Lingering on hilltops watching the sunrise is definitely non-essential. Credit: Leon Neal/Getty Images

I took a call from my mum while she was undertaking her state-sanctioned period of outdoor exercise on Sunday. “I’ve just seen a police car cruising around,” she said, sotto voce. “No sirens or anything. Just prowling. It drove past me; then it came back the other way a few minutes later.”
To understand why she felt the urge to report this to me, you would need to know that she lives in the most somnolent of villages in rural East Anglia, comprised of little more than a few houses and the odd farm. She was certain that it was the first time in a decade she’d seen a police car anywhere about the place.
Though we can’t be certain, the chances are that the local constabulary had dispatched its frontline officers to roam around sleepy villages like hers to ensure the denizens — in this case, many of them retired and elderly — were not contravening the Government’s orders by venturing outside without good cause.
If you have picked up a newspaper or switched on the TV in recent days, you will have seen this type of spectacle being played out in various ways across the country. Hit squads of police officers have descended on high streets and parks, set up checkpoints on main roads and even taken to patrolling beaches in the hunt for transgressors. In some cases, they have been handing out summonses like confetti. Some forces have even established online portals, through which individuals can report fellow citizens who might not be following the rules. Less ‘Blitz Spirit’, more a Stasi-style neighbourhood informers’ network.
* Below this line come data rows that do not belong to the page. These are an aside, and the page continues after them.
PR #1282, opened 2016-06-22
Change Surface search tolerance.

TomFischer:
Until now the default value of `std::numeric_limits<double>::epsilon()` was used. This PR changes the behaviour, i.e., the user can give some epsilon value different from the default value.

### DIFF
--- a/GeoLib/Surface.cpp
+++ b/GeoLib/Surface.cpp
@@ -153,15 +153,14 @@ bool Surface::isPntInBoundingVolume(MathLib::Point3d const& pnt) const
     return _bounding_volume->containsPoint(pnt);
 }
 
-bool Surface::isPntInSfc(MathLib::Point3d const& pnt) const
+bool Surface::isPntInSfc(MathLib::Point3d const& pnt, double eps) const
 {
     // Mutable _surface_grid is constructed if method is called the first time.
     if (_surface_grid == nullptr)
     {
         _surface_grid.reset(new SurfaceGrid(this));
     }
-    return _surface_grid->isPointInSurface(
-        pnt, std::numeric_limits<double>::epsilon());
+    return _surface_grid->isPointInSurface(pnt, eps);
 }
 
 const Triangle* Surface::findTriangle(MathLib::Point3d const& pnt) const
--- a/GeoLib/Surface.h
+++ b/GeoLib/Surface.h
@@ -71,9 +71,10 @@ public:
     /**
      * is the given point pnt located in the surface
      * @param pnt the point
+     * @param eps geometric tolerance for the search
      * @return true if the point is contained in the surface
      */
-    bool isPntInSfc(MathLib::Point3d const& pnt) const;
+    bool isPntInSfc(MathLib::Point3d const& pnt, double eps) const;
 
     /**
      * find a triangle in which the given point is located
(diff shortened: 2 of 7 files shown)


norihiro-w:
:+1:

GeoLib/Surface.h
```diff
@@ -71,9 +71,11 @@ class Surface final : public GeoObject
     /**
      * is the given point pnt located in the surface
      * @param pnt the point
+     * @param eps geometric tolerance for the search
      * @return true if the point is contained in the surface
      */
-    bool isPntInSfc(MathLib::Point3d const& pnt) const;
+    bool isPntInSfc(MathLib::Point3d const& pnt,
+                    double eps = std::numeric_limits<double>::epsilon()) const;
```
chleh: I am against default values. What would be the effort to remove the default?

GeoLib/Surface.cpp
```diff
@@ -153,15 +153,14 @@ bool Surface::isPntInBoundingVolume(MathLib::Point3d const& pnt) const
     return _bounding_volume->containsPoint(pnt);
 }
 
-bool Surface::isPntInSfc(MathLib::Point3d const& pnt) const
+bool Surface::isPntInSfc(MathLib::Point3d const& pnt, double eps) const
```
chleh: @endJunction would say: "const correctness" :smile:

MeshGeoToolsLib/MeshNodeSearcher.cpp
```diff
@@ -39,10 +39,10 @@ MeshNodeSearcher::MeshNodeSearcher(MeshLib::Mesh const& mesh,
         _mesh(mesh), _mesh_grid(_mesh.getNodes().cbegin(), _mesh.getNodes().cend()),
         _search_length(0.0), _search_all_nodes(search_all_nodes)
 {
-    DBUG("Constructing MeshNodeSearcher obj.");
+    INFO("Constructing MeshNodeSearcher obj.");
```
chleh: Is it useful to raise this loglevel? (The raise below probably is)

MeshGeoToolsLib/MeshNodesAlongSurface.h
```diff
@@ -39,7 +39,8 @@ class MeshNodesAlongSurface
      * @param mesh_nodes Nodes the search will be performed on.
      * @param sfc Along the GeoLib::Surface sfc the mesh nodes are searched.
      */
-    MeshNodesAlongSurface(MeshLib::Mesh const& mesh, GeoLib::Surface const& sfc, bool search_all_nodes = true);
+    MeshNodesAlongSurface(MeshLib::Mesh const& mesh, GeoLib::Surface const& sfc,
+                          double epsilon, bool search_all_nodes = true);
```
chleh: Looks like the docs need some update. There's another default value here, but that's probably for another PR.

GeoLib/Surface.cpp
TomFischer: Yes, I know. But in my point of view `eps` can not be changed anyway.

GeoLib/Surface.h
TomFischer: Removed default value.

chleh:
:+1:

PR #1284, opened 2016-06-22
Move XmlLutReader to DE/VtkVis to avoid circulary dependency

norihiro-w:
Currently Applications/FileIO and DE/VtkVis are dependent each other because XmlLutReader.h requires  VtkColorLookupTable defined in VtkVis. This PR proposes moving XmlLutReader.h to VtkVis/IO. Let me know if there is a better solution for this.


rinkk:
Can you specify how there is a circular dependency?  
I'd rather keep external format IO files in FileIO.

norihiro-w:
@rinkk click numbers next to arrows in https://doxygen.opengeosys.org/dir_9c00a509492fd290454a18350731207e.html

Empowered — or, in some cases, wrongly assuming they were empowered — by new legislation in the form of the Coronavirus Act, the police are suddenly everywhere. It’s rather amazing, isn’t it? After years of telling the public that there just weren’t enough resources to satisfy its demand for more bobbies on the beat, our streets are suddenly flooded with them. Like a child who has received a skateboard from Santa, the police just couldn’t wait to go outside and test out their shiny new toy.
Some may wonder why the police’s zeal for getting out into the community in search of offenders — who may be taking a crafty second stroll one day or placing a non-essential Easter egg in their shopping basket — cannot be replicated when it comes to, say, investigating burglaries or cracking down on the anti-social behaviour and general day-to-day lawlessness that blights so many of our communities.